Copy out every line from the records that includes "location".
::: Material supplied :::
PR #2406, opened 2017-05-10
[F#] Adds tagged comments to the Tasks pad.

nosami:
Fixes https://bugzilla.xamarin.com/show_bug.cgi?id=55396

### DIFF
--- a/main/external/fsharpbinding/MonoDevelop.FSharpBinding/FSharpParsedDocument.fs
+++ b/main/external/fsharpbinding/MonoDevelop.FSharpBinding/FSharpParsedDocument.fs
@@ -40,10 +40,9 @@ type FSharpParsedDocument(fileName, location: DocumentLocation option) =
                         tokens 
                         |> List.mapi (fun line tokenList -> line+1, tokenListToComment tokenList)
                         |> List.choose(fun (line, s) ->
-                                            let tag =
-                                                specialCommentTags 
-                                                |> Set.tryFind(fun tag -> s.StartsWith tag)
-                                            tag |> Option.bind(fun t -> Some <| Tag(t, s, DocumentRegion(line, 1, line, 1))))
+                                            specialCommentTags 
+                                            |> Set.tryFind(fun tag -> s.StartsWith tag)
+                                            |> Option.bind(fun t -> Some <| Tag(t, s, DocumentRegion(line, 1, line, 1))))
 
                     return ResizeArray(tokensByLine) :> IReadOnlyList<_>
                 | None -> return ResizeArray() :> IReadOnlyList<_>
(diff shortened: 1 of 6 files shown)


Therzok:
This PR unbumps xwt.

nosami:
Oops. Fixed

main/external/fsharpbinding/MonoDevelop.FSharpBinding/FSharpParsedDocument.fs
```diff
@@ -1,25 +1,54 @@
...
     member x.ParsedLocation = location
 
     member val UnusedCodeRanges : Range.range list option = None with get, set
 
+    override x.GetTagCommentsAsync(cancellationToken) =
+        let tokenListToComment (tokenList: FSharpTokenInfo list, lineText: string) =
+            let comment = 
+                tokenList
+                |> List.filter(fun t -> t.CharClass = FSharpTokenCharKind.LineComment)
+                |> List.fold(fun acc token -> acc + lineText.[token.LeftColumn..token.RightColumn]) ""
```
Therzok: won't this create many intermediate strings? Wouldn't string.Join do a better job here?

nosami: Good catch - fixed

main/external/fsharpbinding/MonoDevelop.FSharpBinding/FSharpParsedDocument.fs
```diff
@@ -1,25 +1,56 @@
...
 
     member val UnusedCodeRanges : Range.range list option = None with get, set
 
+    override x.GetTagCommentsAsync(cancellationToken) =
+        let tokenListToComment (tokenList: FSharpTokenInfo list, lineText: string) =
+            let comment = 
+                tokenList
+                |> List.filter(fun token -> token.CharClass = FSharpTokenCharKind.LineComment)
+                |> List.map(fun token -> lineText.[token.LeftColumn..token.RightColumn])
+                |> String.concat ""
```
:::
* **Result for this task**:
@@ -40,10 +40,9 @@ type FSharpParsedDocument(fileName, location: DocumentLocation option) =
     member x.ParsedLocation = location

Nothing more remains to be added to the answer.